Orbital fluctuations in the $R$VO$_3$ perovskites

TL;DR

This paper develops a spin-orbital superexchange model for RVO3 perovskites, explaining orbital fluctuations and anisotropies, and analyzes how structural distortions influence magnetic and orbital transition temperatures.

Contribution

The paper introduces a detailed model for RVO3 perovskites that accounts for orbital fluctuations and structural distortions, providing insights into magnetic and orbital ordering phenomena.

Findings

Orbital fluctuations along the c axis cause magnetic and optical anisotropies.

GdFeO3 distortion influences the second magnetic transition in YVO3.

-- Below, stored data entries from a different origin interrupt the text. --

PR #25, opened 2020-01-09
Enable CircleCI builds on all branches

rsdy:


rsdy:
Instead going with #26

PR #27, opened 2020-01-09
Fix length assertions for data reading

HeroicKatora:
As explained [in this comment][1], the `pointer::add` function comes with its own preconditions and it is unsound to pass it an arbitrary length that has not been validated (because we are in the process of validating it). The fixed version is not only sounder and safer but also cleaner as it reuses encapsulated unsafety which avoids duplicating justifications.

This does not remove all usage of this patterns but might be a usable template for doing so.

[1]: https://github.com/redsift/redbpf/issues/20#issuecomment-572722967


rsdy:
The code generated by this PR will not pass the eBPF verifier, as it expects explicit runtime boundary checks against specific registers which must not be optimised away by the compiler.

PR #30, opened 2020-01-27
Add support for panic!()

alessandrod:
Before this change, code that *potentially* called panic!() would fail to link, as core::panicking::{panic,panic_bound_check,panic_fmt} were not being inlined. That meant that even indexing arrays, unless bounds checks were somehow being elided, could result in compilation failures.

This change introduces a LLVM IR transform pass which among other things forces core::panicking::* to be inlined, and patches the panic handler to use the BPF exit opcode to terminate execution.

If nothing calls panic!(), no extra code gets emitted. If something does panic, you now get a log line in /sys/kernel/debug/tracing/trace_pipe saying "panic in [filename of the BPF program that panicked].rs".

### DIFF
--- a/cargo-bpf/src/build.rs
+++ b/cargo-bpf/src/build.rs
@@ -5,6 +5,7 @@
 // http://opensource.org/licenses/MIT>, at your option. This file may not be
 // copied, modified, or distributed except according to those terms.
 
+use libc;
 use std::convert::From;
 use std::env;
 use std::fmt::{self, Display};
@@ -12,8 +13,11 @@ use std::fs;
 use std::io;
 use std::path::{Path, PathBuf};
 use std::process::Command;
+use std::slice;
+use std::str;
 use toml_edit;
 
+use crate::llvm::process_ir;
 use crate::CommandError;
 
 #[derive(Debug)]
@@ -21,7 +25,8 @@ pub enum Error {
     MissingManifest(PathBuf),
     NoPrograms,
     NoLLC,
-    Compile(String),
+    NoOPT,
+    Compile(String, Option<String>),
     MissingBitcode(String),
     Link(String),
     IOError(io::Error),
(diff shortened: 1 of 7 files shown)


cargo-bpf/src/build.rs
```diff
@@ -121,6 +150,23 @@ pub fn build_program(
     Ok(())
 }
 
+fn get_opt_executable() -> Result<String, Error> {
+    for llc in vec!["opt".into(), env::var("OPT").unwrap_or("opt-9".into())].drain(..) {
```
rsdy: This copy-pasta from the function below, we should probably keep one LLVM version check.

cargo-bpf/src/llvm.rs
```diff
@@ -0,0 +1,121 @@
...
+                        ptr::null_mut(),
+                        0,
+                        CString::new("").unwrap().as_ptr(),
+                    );
+                }
+            }
+            func = LLVMGetNextFunction(func);
+        }
+        LLVMStripModuleDebugInfo(module);
+
```
rsdy: Some vertical whitespace and comments would be helpful here to understand what this piece of code does.

cargo-bpf/src/llvm.rs
```diff
@@ -0,0 +1,121 @@
...
+use llvm_sys::initialization::*;
+use llvm_sys::ir_reader::LLVMParseIRInContext;
+use llvm_sys::prelude::*;
+use llvm_sys::target::*;
+use llvm_sys::{LLVMAttributeFunctionIndex, LLVMAttributeReturnIndex, LLVMInlineAsmDialect::*};
+use std::ffi::{CStr, CString};
+use std::os::raw::c_char;
+use std::ptr;
+
+pub fn process_ir(input: &Path, output: &Path) -> Result<(), String> {
```
rsdy: It might make sense to break up this function to logical parts, or at least put in comments. It's not in a performance critical path, so I'm sure we could get away with simply splitting it up

alessandrod: Done

cargo-bpf/src/build.rs
alessandrod: I just copy/pasted since hopefully in the next few days that code is going to be deleted entirely once I figure out the passes to configure in llvm to compile directly from cargo-bpf without having to call out to opt/llc.

If you still want me to rework it, I'm happy to do that.

rsdy: I'm happy with that approach.

PR #53, opened 2020-03-04
Enable Sccache in CI

rsdy:
We should probably roll our own build containers out of band for bigger speedups.


alessandrod:
On ubuntu I think we can install sccache with snap, see https://snapcraft.io/install/sccache/ubuntu

PR #54, opened 2020-03-05
Fixed Typos

rtkaratekid:
"cargo bpf add" was providing an example that didn't compile.

Three simple changes fixed it.
kprobes -> kprobe
id -> pid
ctx -> regs.ctx

The default program added by "cargo bpf add" is now able to be compiled.

### DIFF
--- a/cargo-bpf/src/new_program.rs
+++ b/cargo-bpf/src/new_program.rs
@@ -111,7 +111,7 @@ program!(0xFFFFFFFE, "GPL");
 // #[map("syscall_events")]
 // static mut syscall_events: PerfMap<SomeEvent> = PerfMap::with_max_entries(1024);
 //
-// #[kprobe("syscall_enter")]
+// #[kprobe("do_sys_open")]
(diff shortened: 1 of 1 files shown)


alessandrod:
Thanks for the PR - looks good :) It looks like the entry point passed to `#[kprob]` is still wrong, it should be `#[kprobe("__x64_sys_clone")]` or any other syscall. Could you fix that too?

rtkaratekid:
@alessandrod sure thing, you mean like ```#[kprobe("__x64_do_sys_open")]```?
The current example is ```#[kprobe("sys_enter")]``` which is actually a tracepoint.

alessandrod:
See this https://github.com/redsift/ingraind/commit/1af61fe2109f5c3f6addc705c5e10a9abb464963

The prefix is `__<arch>_sys_` on newer kernels (>= 4.17) and `sys_` on older ones. Assuming that the latest popular distros have kernels newer than 4.17, we should probably go for `__x64_sys_open`

rsdy:
Thanks!

PR #66, opened 2020-07-23
Upgrade to LLVM 10

aquarhead:
(Forgot to mention the reasoning, [Rust 1.45 is using LLVM 10 now](https://github.com/rust-lang/rust/commit/82911b3bba76e73afe2881b732fe6b0edb35d5d3) which is the merge commit from [this PR](https://github.com/rust-lang/rust/pull/67759))

The code change should be trivial.

I think we might want to clean up the README a bit, for Ubuntu dependencies:

- Don't think we need `curl` `wget` or `gnupg2` at all?
- Don't think we need `ca-certificates-java` either?
- It seems `libelf` is enough (I just realized I didn't have `libelf-dev` - though installing it doesn't solve the load issue I have, and it certainly didn't affect `cargo bpf build`)
- `zlib1g` is needed (forgot about the error message but it's the first error I hit when running `cargo bpf build`)
- `linux-headers` need to pick an explicit version, otherwise `apt` (`apt-get` too) complains `E: Package 'linux-headers' has no installation candidate`

It might also be related to Ubuntu releases, I'm running on 20.04 (Desktop).

### DIFF
--- a/README.md
+++ b/README.md
@@ -52,7 +52,7 @@ project](https://github.com/redsift/ingraind/tree/v1.0).
 In order to build some of the code here, you will need the following:
 
  * Linux 4.19+, with a build tree. The build tree is picked up from standard locations, or the `KERNEL_SOURCE` environment variable.
- * LLVM 9, or an LLVM version compatible with the Rust release you're using to build
+ * LLVM 10
  * The latest stable Rust compiler. We only promise to build with the latest stable and nightly compilers.
 
 # Getting started
@@ -70,7 +70,6 @@ sure you sync the git submodules necessary to build redbpf:
 
 Then install the dependencies for your distro before running the usual ritual.
 
-	cargo build --release
     cargo install --path cargo-bpf
 
 ## Ubuntu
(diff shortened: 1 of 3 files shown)


alessandrod:
Thanks! I'll take a look soon, I'll rebase my related changes on top of this.

rsdy:
This is great, thank you!

I'm wondering if it's worth making this change backwards compatible, or should we enforce a hard dependency on LLVM10. It looks like Bionic and newer Ubuntu versions have a proper `llvm-10` in the repo, and Arch already packages LLVM9 as `llvm-9`, so if we adjust the CI, there should be little impact in moving forward, and we don't want to support older Fedora anyway.

alessandrod:
I've tested this PR together with https://github.com/redsift/redbpf/pull/67 and things do work again with stable rust.

Keeping backwards compatibility isn't worth it since we operate on LLVM bitcode which isn't stable, so for things to work we must use the same LLVM version used by rustc which at the moment is 10.

The only thing that's missing to merge this is changing the CI images to install llvm-10 instead of llvm-9.

aquarhead:
Can confirm adding #67 works :)

> changing the CI images to install llvm-10 instead of llvm-9

While you're at it, can you also take a look at other dependencies? I'll follow up in this PR to further cleanup the dependencies list if you let me know the minimum set required.

rsdy:
We have some CI issues at the moment I'll need to take a look at. Thanks both for the contribution, I'll merge #67 along with this.

PR #68, opened 2020-07-27
cargo-bpf: load: don't unload programs too early

alessandrod:
This PR fixes a bug where the loader would accidentally get dropped early for programs that don't submit any events, causing programs to get unloaded.

Example program that used to trigger the bug:

```rust
#![no_std]
#![no_main]
use redbpf_probes::xdp::prelude::*;

program!(0xFFFFFFFE, "GPL");

#[xdp("block_port")]
pub fn block_port(ctx: XdpContext) -> XdpResult {
    match ctx.transport()? {
        t @ Transport::TCP(_) if t.dest() == 1111 => Ok(XdpAction::Drop),
        _ => return Ok(XdpAction::Pass),
    }
```

### DIFF
--- a/cargo-bpf/src/load.rs
+++ b/cargo-bpf/src/load.rs
@@ -7,7 +7,7 @@
 
 use crate::CommandError;
 
-use futures::stream::StreamExt;
+use futures::{future, stream::StreamExt};
 use hexdump::hexdump;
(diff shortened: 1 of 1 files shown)


aquarhead:
Can confirm this works for programs without maps :)

PR #70, opened 2020-08-07
[Fix #69] impl for multiple XDP attach

### LINKED ISSUE #69: Incorrect Drop after multiple `attach_xdp` calls
This line https://github.com/redsift/redbpf/blob/8c1d771bcd29b6e0415544ac4aaa0a3d5006519f/redbpf/src/lib.rs#L453 causes `Drop` to detach the XDP program from only the last interface.

I'm thinking to change the interface tracking to a Vec, but I'm not entirely sure the correct semantic for `attach_xdp`. The other option would be to detach from the previous interface so it only attaches once, though that doesn't match my use case. I'd be happy to attempt a PR if you have a preference.

This is discovered when I try to attach a program to all interfaces like this:

```rust
let interfaces = std::fs::read_dir("/sys/class/net").expect("failed to list interfaces");
for interface in interfaces {
  if let Ok(iface) = interface {
    if let Ok(ifa) = iface.file_name().into_string() {
      prog.attach_xdp(&ifa, xdp::Flags::default()).expect("failed to attach XDP program");
    }
  }
}
```

aquarhead:


rsdy:
This is great, thank you!

PR #301, opened 2021-01-05
Making tools assembly available in sidebar and landing page

bedroesb:
Screenshot from 2021-01-05 15-06-19


bedroesb:
@floradanna Forgot to update the screenshot!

Orthorhombic distortion controls orbital fluctuations and transition temperatures.

Abstract

The properties of Mott insulators with orbital degrees of freedom are described by spin-orbital superexchange models, which provide a theoretical framework for understanding their magnetic and optical properties. We introduce such a model derived for $(xy)^1(yz/zx)^1$ configuration of V$^{3+}$ ions in the $R$VO$_3$ perovskites, $R$=Lu,Yb,$\cdots$,La, and demonstrate that $\{yz,zx\}$ orbital fluctuations along the $c$ axis are responsible for the huge magnetic and optical anisotropies observed in the almost perfectly cubic compound LaVO$_3$. We argue that the GdFeO$_3$ distortion and the large difference in entropy of $C$-AF and $G$-AF phases is responsible for the second magnetic transition observed at $T_{N2}$ in YVO$_3$. Next we address the variation of orbital and magnetic transition temperature, $T_{\rm OO}$ and $T_{N1}$, in the $R$VO$_3$ perovskites, after extending the spin-orbital model by the crystal-field and the orbital interactions which arise from the GdFeO$_3$ and Jahn-Teller distortions of the VO$_6$ octahedra. We further find that the orthorhombic distortion which increases from LaVO$_3$ to LuVO$_3$ plays a crucial role by controlling the orbital fluctuations, and via the modified orbital correlations influences the onset of both magnetic and orbital order.